### [Work to complete]
In the records, find each line where "import" occurs, and copy it.
+++ Given data
PR #1519, opened 2020-08-18
feat(listitem): add tags

### LINKED ISSUE #1518: [ListItem] Add tags to item
### Summary

As part of https://github.com/carbon-design-system/carbon-addons-iot-react/issues/1308 we need to be able to show tags (pills) in the list items.

**Additional context**
image

bjornalm:
Closes #1518 

**Summary**
Adds the possibility to add one or more tags to an ListItem in a List.
image
image

1. Added a new tag prop to the ListItem.jsx and a new ListTagsPropTypes PropType in SharedPropTypes.js since the prop type is shared between List and ListItem
2. Updated ListItem tests and stories
3. Modified the content prop in List.jsx to include an optional tags prop
4. Updated List tests and stories

1. Go to /story/watson-iot-experimental-listitem--basic-w-knobs
2. Enable tags using the knobs, verify that it looks ok
3. Enable all the other features and make sure it all plays well together
4. Verify that the rest of the ListItem stories look good
5. Go to /story/watson-iot-experimental-list--with-tags
6. Make sure that the tag is rendered properly for each item
7. Verify that the rest of the List stories look good

### DIFF
--- a/src/components/List/ListItem/ListItem.story.jsx
+++ b/src/components/List/ListItem/ListItem.story.jsx
@@ -16,6 +16,8 @@ storiesOf('Watson IoT Experimental/ListItem', module)
     const iconComponent =
       iconName === 'Star16' ? Star16 : iconName === 'StarFilled16' ? StarFilled16 : null;
     const rowActionSet = select('row action example', ['none', 'single', 'multi'], 'none');
+    const tagsConfig = select('tags example', ['none', 'single', 'multi'], 'none');
+
     const rowActionComponent =
       rowActionSet === 'single'
         ? [
@@ -39,6 +41,12 @@ storiesOf('Watson IoT Experimental/ListItem', module)
             </OverflowMenu>,
           ]
         : [];
+    const tagsData =
+      tagsConfig === 'single'
+        ? [{ type: 'blue', content: 'default' }]
+        : tagsConfig === 'multi'
+        ? [{ type: 'blue', content: 'default' }, { type: 'red', content: 'warning' }]
+        : undefined;
     return (
       <div style={{ width: 400 }}>
         <ListItem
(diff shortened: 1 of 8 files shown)


src/constants/SharedPropTypes.js
```diff
@@ -4,3 +4,12 @@ export const OverridePropTypes = PropTypes.shape({
   props: PropTypes.object,
   component: PropTypes.elementType,
 });
+
+export const ListTagsPropTypes = PropTypes.arrayOf(
+  PropTypes.shape({
+    /** The content of the tag */
+    content: PropTypes.string,
+    /** The type (normally color, see Tag component) */
+    type: PropTypes.string,
```
tay1orjones, line 13: I would be okay with this being `PropTypes.arrayOf(PropTypes.node)` instead of an object structure so we won't have to track and update the structure to match `Tag` prop names when/if they change or are added to. This would also allow folks to use the Tag skeleton if the tag content is async/loading, as well as the additional `disabled` and `title` props available on Tag.

The example in storybook and the documentation of the `tags` prop specify that the intention is for an array of `Tag`s to be passed in.

src/components/List/ListItem/ListItem.story.jsx
```diff
@@ -185,4 +194,13 @@ storiesOf('Watson IoT Experimental/ListItem', module)
         ]}
       />
     </div>
+  ))
+  .add('with Tags', () => (
+    <div style={{ width: 400 }}>
+      <ListItem
+        id="list-item"
+        value={text('value', 'List Item')}
+        tags={[{ type: 'blue', content: 'default' }, { type: 'red', content: 'warning' }]}
```
tay1orjones, line 203: If we modify the proptype to be an array of nodes, this could be something like:

```suggestion
        tags={[<Tag type='blue' title='descriptor'>default</Tag>, <Tag type='red' disabled>disabled tag</Tag>]}
```

src/constants/SharedPropTypes.js
bjornalm: Yes, good idea.

PR #1521, opened 2020-08-19
Filter tags group initial implementation

### LINKED ISSUE #676: [Filters] Design for displaying filter tags outside a table
### Summary
https://github.ibm.com/Watson-IoT/pal-tracking/issues/29
https://jsw.ibm.com/browse/GRAPHITE-4806
### Description
When filters are set outside the context of a table, there's no clear pattern for invoking them, representing them, and dismissing them. In APM, we have filters that are applied to all visualizations on a page, including tables, maps, and charts.

We need an indicator that represents active filters and can be dismissed. When it's dismissed, the filters are cleared. Ideally, the tag would clearly indicate what the filter is, and if space is limited, it will have to truncate or remove content responsively.

### Name of Pattern or Asset
Add the name and a link to the pattern you are referencing in IoT or Carbon
https://ibm.invisionapp.com/share/U2NYW8D7DFV#/screens/319285777

### User outcome
APM user needs to see that there are active filters on her page and understand what they are, and she needs to be able to quickly clear them.

If the tag content is truncated, user should be able to tap / hover on the tag to see the details. She should be able to tap on the "x" to clear filters.

Proposal
https://ibm.invisionapp.com/d/main#/console/15350624/319220018/preview

Needed by APM

davidicus:
Closes #676 

**Summary**

Wrapper to add the functionality of collapsing filter tags that do not fit in their containers into an overflow menu. 

- Added `FilterTags.jsx`, `FilterTags.story.jsx`, `_filter-tags.scss`, and `FilterTags.test.jsx `
- Added import of styles to `styles.scss`
- Added export of this component to `index.js`

- Checkout story that was added for this component.

### DIFF
--- a/src/components/FilterTags/FilterTags.jsx
+++ b/src/components/FilterTags/FilterTags.jsx
@@ -1,24 +1,24 @@
 import React, { useRef, useEffect, useState, Children } from 'react';
 import PropTypes from 'prop-types';
 import useResizeObserver from 'use-resize-observer';
-import { OverflowMenuItem, OverflowMenu, Tag } from 'carbon-components-react';
+import { OverflowMenuItem, OverflowMenu } from 'carbon-components-react';
 import { Close16 } from '@carbon/icons-react';
-
+/* eslint-disable-next-line react/prop-types */
 const DefaultWrapper = React.forwardRef(({ children, ...props }, ref) => {
   return (
-    <span {...props} ref={ref}>
+    <div {...props} ref={ref}>
       {children}
-    </span>
+    </div>
   );
 });
-
+/* eslint-disable-next-line react/prop-types */
 const OverflowTag = ({ children }) => (
   <span>
     {children} <Close16 />
   </span>
 );
 
-const FilterTags = ({ children, hasOverflow, startingIndex }) => {
+const FilterTags = ({ children, hasOverflow, id }) => {
   const overFlowContainerRef = useRef(null);
   useResizeObserver({
     ref: overFlowContainerRef,
@@ -30,9 +30,10 @@ const FilterTags = ({ children, hasOverflow, startingIndex }) => {
 
   useEffect(
     () => {
+      /* istanbul ignore else */
       if (hasOverflow && overFlowContainerRef) {
         setOverflowItems([]);
-        setVisibleItems(childrenItems.slice(startingIndex));
+        setVisibleItems(childrenItems.slice(0));
       }
     }, // eslint-disable-next-line react-hooks/exhaustive-deps
     [children]
@@ -40,6 +41,7 @@ const FilterTags = ({ children, hasOverflow, startingIndex }) => {
 
   useEffect(
     () => {
+      /* istanbul ignore else */
       if (overFlowContainerRef.current) {
         const clientWidth = overFlowContainerRef.current?.clientWidth;
         const scrollWidth = overFlowContainerRef.current?.scrollWidth;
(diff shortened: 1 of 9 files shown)


src/components/FilterTags/FilterTags.jsx
```diff
@@ -0,0 +1,150 @@
+import React, { useRef, useEffect, useState, Children } from 'react';
+import PropTypes from 'prop-types';
+import useResizeObserver from 'use-resize-observer';
```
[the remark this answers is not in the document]
davidicus: This reminds me. The useResize that Marc added is still breaking the rules of Hooks in conditionals. We need to check back with the useResizeObserver repo to see if they were willing to put a check for support.

src/components/FilterTags/FilterTags.jsx
```diff
@@ -0,0 +1,150 @@
...
+
+  useEffect(
+    () => {
+      /* istanbul ignore else */
+      if (hasOverflow && overFlowContainerRef) {
+        setOverflowItems([]);
+        setVisibleItems(childrenItems.slice(0));
+      }
+    }, // eslint-disable-next-line react-hooks/exhaustive-deps
+    [children]
```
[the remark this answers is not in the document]
davidicus: adding `hasOverflow` to key prop to just reset component if this prop changes.

src/components/FilterTags/FilterTags.jsx
```diff
@@ -0,0 +1,149 @@
...
+  const overFlowContainerRef = useRef(null);
+  useResize(overFlowContainerRef);
+  const childrenItems = Children.map(children, child => child);
+  const breakingWidth = useRef([]);
+  const [overflowItems, setOverflowItems] = useState([]);
+  const [visibleItems, setVisibleItems] = useState(childrenItems);
+
+  useEffect(
+    () => {
+      /* istanbul ignore else */
```
sstone2423, line 37: Is there a reason to not get coverage here? Its a viable use-case that Overflow is not set

src/components/FilterTags/FilterTags.jsx
```diff
@@ -0,0 +1,149 @@
...
+        setOverflowItems([]);
+        setVisibleItems(childrenItems.slice(0));
+      }
+    }, // eslint-disable-next-line react-hooks/exhaustive-deps
+    [children]
+  );
+
+  useLayoutEffect(
+    () => {
+      /* istanbul ignore else */
```
sstone2423, line 48: Is there a reason to not get coverage here? Its a viable use-case that Overflow is not set

src/components/FilterTags/FilterTags.jsx
sstone2423: Just realized you replied to similar comments from @tay1orjones . The `else` branch is here that this useEffect doesn't do anything so I think it should be tested for (which it looks it will be covered by your tests)

davidicus: There is no else logic which is what the coverage is complaining about. So it falsely reports a lack of coverage..

src/components/FilterTags/FilterTags.jsx
davidicus: same as above. I am only "ignoring" the lack of an else statement not the code present.

davidicus:
> It looks like the cursor only switches to 'pointer' on the 'More' overflow tag when you're hovering over the blue outlined box. Its not immediately intuitive to me that I can click it if I hover over too quickly and miss the cursor change

Good call on the pointer styles. I will add.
++++++
### [Output of the task]
- Added import of styles to `styles.scss`
 import React, { useRef, useEffect, useState, Children } from 'react';
 import PropTypes from 'prop-types';
 import useResizeObserver from 'use-resize-observer';
-import { OverflowMenuItem, OverflowMenu, Tag } from 'carbon-components-react';
+import { OverflowMenuItem, OverflowMenu } from 'carbon-components-react';
 import { Close16 } from '@carbon/icons-react';
+import React, { useRef, useEffect, useState, Children } from 'react';
+import PropTypes from 'prop-types';
+import useResizeObserver from 'use-resize-observer';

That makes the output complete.